[Feature Request] Performance Benchmarks in Documentation

Question

[Feature Request] Performance Benchmarks in Documentation

jkterry1 opened this issue 4 years ago · 6 comments

So I'm currently trying do hyperparameter tuning RL problem that's kind of a worst case scenario. It's a 10D space, trials are terribly expensive and noisy, and for 3 hyperparameters (including the 2 most important ones) we really have no idea what the value should be so the bounds are very large. The last point means I presumably need to use bayesian or genetic algorithm methods instead of random/PBT methods like are more common.

Because of this I've been specifically looking into Ax and Nevergrad (they appear to be the only open source production grade tools for this). If you already have them, including benchmarks for how Ax compares to other similar methods for hyperparameter tuning or other tasks would be super helpful to new users. E.g. I'm currently having to decide between Ax and TBPSA from Nevergrad and can find no discussion anywhere of which approach is superior, even though I'm likely a fairly common use case for your library.
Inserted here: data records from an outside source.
PR #8666, opened 2025-12-19
[ADD] soft_label argument in DiceCELoss 

sifaoso:
Fixes # .

### Description

MONAI's DiceLoss supports soft_label in case the segmentation mask (i.e., the target) contains non-binary values. This functionality is already implemented. However, when using DiceCELoss it is not possible to specify the argument 'soft_label' for the DiceLoss part. 
This simple fix adds 'soft_label' as an argument of the DiceCELoss to be able to control whether the DiceLoss part should use the soft or hard label formulation.

### Types of changes

### DIFF
--- a/monai/losses/dice.py
+++ b/monai/losses/dice.py
@@ -674,6 +674,7 @@ class DiceCELoss(_Loss):
         lambda_dice: float = 1.0,
         lambda_ce: float = 1.0,
         label_smoothing: float = 0.0,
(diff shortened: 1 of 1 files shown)


ericspod (commented):
Hi @sifaoso thanks for this submission which looks good to me, but please add a simple unit test for this class with `soft_label=True` to be sure we're good.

It would also be helpful to new users to include examples for recommended budget with Ax in certain scenarios, if you have the data. For example, in my case I assume it's between 100 and 1000 but that's a rather large difference in terms of cost.

Answer 1 · 2021-02-12T18:22:27.000Z

I don't believe we currently have benchmarks ready on-hand for Ax, but we might have them for BoTorch (methods library Ax uses under the hood). @Balandat, might you be aware of such benchmarks? I also know that making trial number recommendation is tricky as the problems can really vary, but will let @Balandat chime in on that as well. I believe 100 trials should be a good place to start for this case.

Adding formal benchmarking and performance comparison to Ax docs is something we've had on our roadmap for a while, but have not yet gotten to. Thank you for the suggestion!

Answer 2 · 2021-02-14T01:38:57.000Z

We have some BoTorch benchmarks published in https://arxiv.org/abs/1910.06403, though not terribly comprehensive.

A 10D space should be well manageable with our methods. We often get good results in less than 100 trials, though it depends very much on the hardness of the problem (shape of the response surface, noise level of the observations). It's definitely worth a shot throwing Ax with standard settings at the problem.

I'm curious, in your setup, are you able to get cheaper observations (that are maybe noisier or biased)? Wondering if multi-fidelity / multi-task optimization would be an option.

Answer 3 · 2021-02-14T14:56:56.000Z

@Balandat I can actually arbitrarily make my observations cheaper at the expense of more noise, down to the limit where they're virtually free but are literally pure noise. My current expensive runs are approximately the cheapest that could plausibly give sufficient information to make a legitimate decision about the quality of the hyperparameters.

Could you tell me a little more about what you're thinking with multifidelity optimization?

Answer 4 · 2021-02-14T16:38:27.000Z

The basic idea of multi-fidelity optimization is to use cheaper, but potentially less valuable observations to efficiently optimize the function at "full fidelity". Typically, there is some "fidelity parameter" (in your case that might be the amount of data, or some number of monte-carlo samples in some simulation) that one can choose to evaluate the function at less cost.

The main goal is to use this information in a principled way to learn about the true function at full fidelity. This is typically done by learning a joint model over both the hyperparameters and the fidelity parameter(s) and then using approaches such as the one discussed in https://arxiv.org/pdf/1903.04703.pdf (this is implemented in BoTorch and can be used through Ax as well).

In your case, do you know more about the noise characteristics? I.e. is there some CLT going on and you have an unbiased estimate whose sem behaves like 1/sqrt(sample_size)? In that case one can also try to be smarter and encode that information into the noise model so one doesn't have to actually learn the joint parameter & fidelity parameter model.

Answer 5 · 2021-02-14T16:42:13.000Z

You may also want to take a look at the discussion in #475

Answer 6 · 2021-04-23T19:35:42.000Z

We will now be tracking wishlist items / feature requests in a master issue for improved visibility: #566. Of course please feel free to still open new feature requests issues; we'll take care of thinking them through and adding them to the master issue.